Monday, March 31, 2008

Brothers Under an Awesome Flag

Raf Katigbak of the Mirror (and Vice's Canadian Editor), lays down the manifesto I've been looking for. Never having been in the Sex Machine, I'd no idea what we'd truly lost until now. A nation will hear our cry.

Also, Johnson Cummins demonstrates punk rock pride on behalf of the scene at not having been involved in the Club Soda riot, contrary to reputation.

Thursday, March 27, 2008

Awesometown, pourquoi?

Some few weeks back, 15th of March, diverse groups of peoples used my town as a site upon which they voiced their grievances. The yearly anti police-brutality protest wound down from Place-des-Arts, skirmished by the park 'cross the empty lot, then seemed to pause for a moment in front of my door. Brutality on all sides.

The reporting has already been done; I'll allow you to find mainstream sources yourself if those you do prefer, and though it could always get better I appreciated the "normal man on the street who happens to be our editor and gets intimidated by cops" take a few papers managed. Our own included.

My own voice, and eyes, you'll have to allow more time to percolate. I myself am a little close to the issue, so I've got to restrain myself to a certain degree before I get this off my chest. Public forum and all that.

But along with and beyond semi-acknowledged forms of protest, Awesometown's been starting to bubble. Allow Kate to explain. Rioting drunkards of an unknown, rumour fed nature. Malicious pranksters. The usual head-crackings and sneaker-stompings that don't make it into anyone's realm of awareness but the cops, the bouncers and the paramedics.

Summer's coming.

Tuesday, March 11, 2008

Awesometown, Bienvenue!

Until this post Awesometown's done little but hang loose 'bout the nether spheres of my brain, protesting lightly. Chances are it will continue to do so when this post is done and gone. But maybe, dare the thought, this will gain it a little solidity. Here then, definition and purpose.

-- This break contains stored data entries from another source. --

PR #928, opened 2017-03-14
Remove "Preview" from the Labels Purchase dialog and add a "Print test label" button on the help page

### LINKED ISSUE #819: Shipping labels: promote savings to merchant

DanReyLop:
Fixes #819 

In this PR:
* Refactored a bit our "React app loader" logic so that multiple "mini-apps" can be loaded in the same page.
* Removed the "Preview" from the Purchase Label dialog. Now the sidebar only has the Paper Size selector (it looks quite empty).
* Added a "Print test label" section to the self-help page. I've added it as a separate React app because it didn't make sense to use the data-driven logic of the rest of the self-help.

Screenshot:
test-print

Right now the "Print test label" can be put as the first section of the self-help, or as the last section, but not in-between. To re-arrange the sections freely, it would be needed to break down the rest of the self-help sections into independent React apps. Should be really easy.


nabsul:
Ideally, I think the test print row would go best right above the debug logs. However, at the bottom is also not terrible. At the top would be weird in my opinion.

Awesometown is what I call the almost-neighbourhood centred quite conveniently around my house. Borders on the north gate of Chinatown to the south, Bleury/Parc to the west, Sherbrooke up top and round about St Denis to the east, though they stretch and flux with ease. Centred on Metro St Laurent. Population largely composed of immigrants, some hipsters. Cultural staples would include the Place-des-Arts, the Desjardin Mall, the tenderloin, Foufounes Electriques, and innumerable clubs.

I've lived here a little over a year and a half, in a slummy, 236.25 dollar a month walkup off St Laurent, with a band whose been here five. I have no windows, but it's warm. Isolationist that I am I've acquired little knowledge of Montreal as a whole, but I've been around my little nook a bit. I'm fond of the sleaze, grime and occasional glamour. The closeness of poverty and wealth, and the blind eye they turn on one another as a result. And what really strikes me is what I perceive to be a lumbering, momentum building effort to drive the poor out of this neck of the woods, perhaps into the river.

So, as for the future, an analysis of how this place functions and why it's changing. Two libraries, bloody rumblings in Awesometown, Pasq et Bitch, homeless movement, neo-nazis, moral decay, and if you need more than that, it shall be done.

Thursday, March 6, 2008

Desolation at the crossroads

Has anyone ever been to the corner of St. Laurent and St. Catherine? S'got reputation, does it not? I've still never found a corner that'll give you so many reasons to cry into your poutine, sittin' in the window of the LBP, watching tired men and women hustle for crack and bustle with booze. Dangerous and sad for the lifers and just Saturday night for half the city.

The south-east corner's conversion from empty space to a reliable, high end computer store is one thing. I can deal with that. Couple years ago it was "the most cracked out Burger King in the city" but I missed that. Not something I would have clung to with much nostalgia, I suspect. This week, though, the entire south-west corner was eradicated. Remember the looped video of silhouetted naked women, grinding it out on the second floor? I know some of you do. Skeezy little shops leaning against each other for support. Just a thin line of building containing that abscess of an empty lot next to Club Soda that Girl Talk turned into a block party at the jazz fest last year.

It'll be hard not to miss the slightly surreal touch of a doorman in a tux standing outside what was not even a strip club, if memory serves, but a jizz parlour. An ex-roommate once worked in one of those skeezy little shops selling trinkets and little spandex things. And though it's dumb romanticism to bemoan the civilizing of an intersection whose main traffic has often been human misery, for whatever reason a city needs something like this. Times square of the eighties, downtown Yonge street in the nineties. This corner, these blocks are the balls of Montreal, and we are beginning to squeeze them, as other cities have, into a tighter and tighter space.

What is now truly surreal; the fact that an entire block face at the heart of the city is empty save for one classic building, a closed ice cream shop and computer game store. There's too much sky.

And something's coming. I can smell the businessmen rubbing their hands. Not a bank, probably not a club, perhaps an american apparel, quite possibly condos.
Whatever it is, my spine tells me it bodes ill.